"I'll tell you, my innocent babe. If we start in to sink ships, commit murder and rob the cargoes without having the proper authority—that is Letters of Marque—we're not privateers at all; we're blooming, God-damn pirates, that's what we are," answered Skelt. "What's more, if any brainless swab here doesn't know what the punishment is for piracy, I'll have much pleasure in telling him."

"'Anging, ain't it?"

"Right first time; hanging it is."

"It ain't nothin' to do with us, any'ow," said one of the objectors. "We ain't responsible for what the skipper does."

"P'raps not, but if he orders you to shoot a man and you do it, you're a murderer and will be treated as such. You won't save your neck by telling the beak that you thought you were a privateer. No, my son, it'll be a hanging job, you can take your Davy on that. Maybe they'll put a photo of your handsome dial in the newspapers, but your gal will soon be looking for another jolly sailor-boy to sponge on, and mother'll lose her curly-headed darling."

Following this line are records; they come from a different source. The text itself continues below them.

PR #11880, opened 2020-07-22
perf: add perf install and function

lx18233184051:


scripts/apollo_perf.sh
```diff
@@ -0,0 +1,23 @@
...
+
+function main() {
+    if ! command -v perf >/dev/null 2>&1; then
+      bash  "${TOP_DIR}/docker/scripts/install_perf.sh"
+      
+    fi
+    cd /apollo-simulator
+    bash build.sh run >/dev/null 2>&1 & 
+    sleep 1
+    ps -ef | grep "replay_engine" | grep -v grep | awk '{print $2}' |  xargs sudo perf record  -g -p
```
changsh726, line 16: `sudo perf record -g ./build.sh run` has the same function

lx18233184051: I have tried this way ,the problem:  libc10 shared library can't load  will happen. so use this way.

docker/scripts/install_perf.sh
```diff
@@ -0,0 +1,26 @@
...
+###############################################################################
+
+set -e
+
+cd "$(dirname "${BASH_SOURCE[0]}")"
+
+#install perf
+sudo apt-get -y update 
+sudo apt-get -y install linux-tools-common
+perf 2>&1 | grep linux-tools | head -n 1 | xargs sudo apt install -y
```
xiaoxq, line 26: Seems that `sudo apt install -y linux-tools-generic` will automatically install `linux-tools-<KERNEL>-generic` and keep upgrading along with OS update. So we can avoid this ambiguous command.

scripts/apollo_perf.sh
```diff
@@ -0,0 +1,27 @@
...
+function main() {
+    if ! command -v perf >/dev/null 2>&1; then
+      bash  "${TOP_DIR}/docker/scripts/install_perf.sh"
+      
+    fi
+    if [ -e /apollo-simulator ];then
+      cd /apollo-simulator
+      bash build.sh run >/dev/null 2>&1 & 
+      sleep 1
+      ps -ef | grep "replay_engine" | grep -v grep | awk '{print $2}' |  xargs sudo perf record  -g -p
```
xiaoxq, line 17: 1. We can do this as a start. But better to find another clear way instead of `ps | grep` which may cause miss-hit silently.
2. Fix coding style. E.g.: There are several double-spaces. And the indents are mixed with 2-spaces and 4-spaces.

lx18233184051: the best way is: sudo perf record -g ./build.sh run. however this way run crash.

PR #11882, opened 2020-07-22
neolix canbus

wangjia1990:
add neolix edu car canbus module

### DIFF
--- a/modules/canbus/vehicle/neolix_edu/protocol/BUILD
+++ b/modules/canbus/vehicle/neolix_edu/protocol/BUILD
@@ -1,0 +1,27 @@
+load("//tools:cpplint.bzl", "cpplint")
+
+package(default_visibility = ["//visibility:public"])
+
+cc_library(
+    name = "canbus_neolix_edu_protocol",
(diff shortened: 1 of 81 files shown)


modules/canbus/vehicle/neolix_edu/protocol/BUILD
```diff
@@ -0,0 +1,27 @@
+load("//tools:cpplint.bzl", "cpplint")
+
+package(default_visibility = ["//visibility:public"])
+
+cc_library(
```
macDure, line 5: please separate the cc_library into every .cc file

modules/canbus/vehicle/neolix_edu/protocol/BUILD
```diff
@@ -0,0 +1,27 @@
...
+    hdrs = glob([
+        "*.h",
+    ]),
+    deps = [
+        "//modules/drivers/canbus/common:canbus_common",
+        "//modules/canbus/proto:canbus_proto",
+        "//modules/drivers/canbus/can_comm:message_manager_base",
+    ],
+)
+cc_test(
```
macDure, line 17: please separate the cc_test into every .cc file

PR #11894, opened 2020-07-23
cyber: MockTime mode support

storypku:
This PR was based on @rongguodong 's request on simulation time support for `CyberRT`.  Cf. #11808 

Env vars and gflags were not used here.  Instead, `cyber/conf/cyber.pb.conf ` was the sole config file for specifying whether system(cyber)-clock or mock-clock should be used.

A clock node was created In `cyber::init` for each process.

Also notice there are `time.h` defs under `modules/common/time`, should we combine all these to provide a unified time model ?

### DIFF
--- a/cyber/BUILD
+++ b/cyber/BUILD
@@ -48,9 +48,12 @@ cc_library(
     hdrs = ["init.h"],
     deps = [
         "//cyber:state",
+        "//cyber/common:file",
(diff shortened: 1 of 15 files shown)


rongguodong:
What is reason to introduce a new class "cyber::Clock"? Why can't we directly add a mock mode in cyber::Time as in PR #11808?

There was a constrained silence for some moments, during which Skelt grinned at his audience sardonically. Despite the affected incredulity of his listeners, they were evidently beginning to feel nervous. To even the most ignorant among them, piracy was an ugly word, much akin to murder.

"S'posing what you say's right, what are we to do?" asked one of the hecklers at last.

"Ask the skipper to let us get out and walk," suggested someone amidst laughter.

"If any of you had brains a fraction of the size of your guts you wouldn't ask me a fool question like that," answered Skelt. "If a bloke came up and said 'I'm going to hang you in five minutes,' what would you do?"

"Knock 'is bloomin' light out," said a fireman.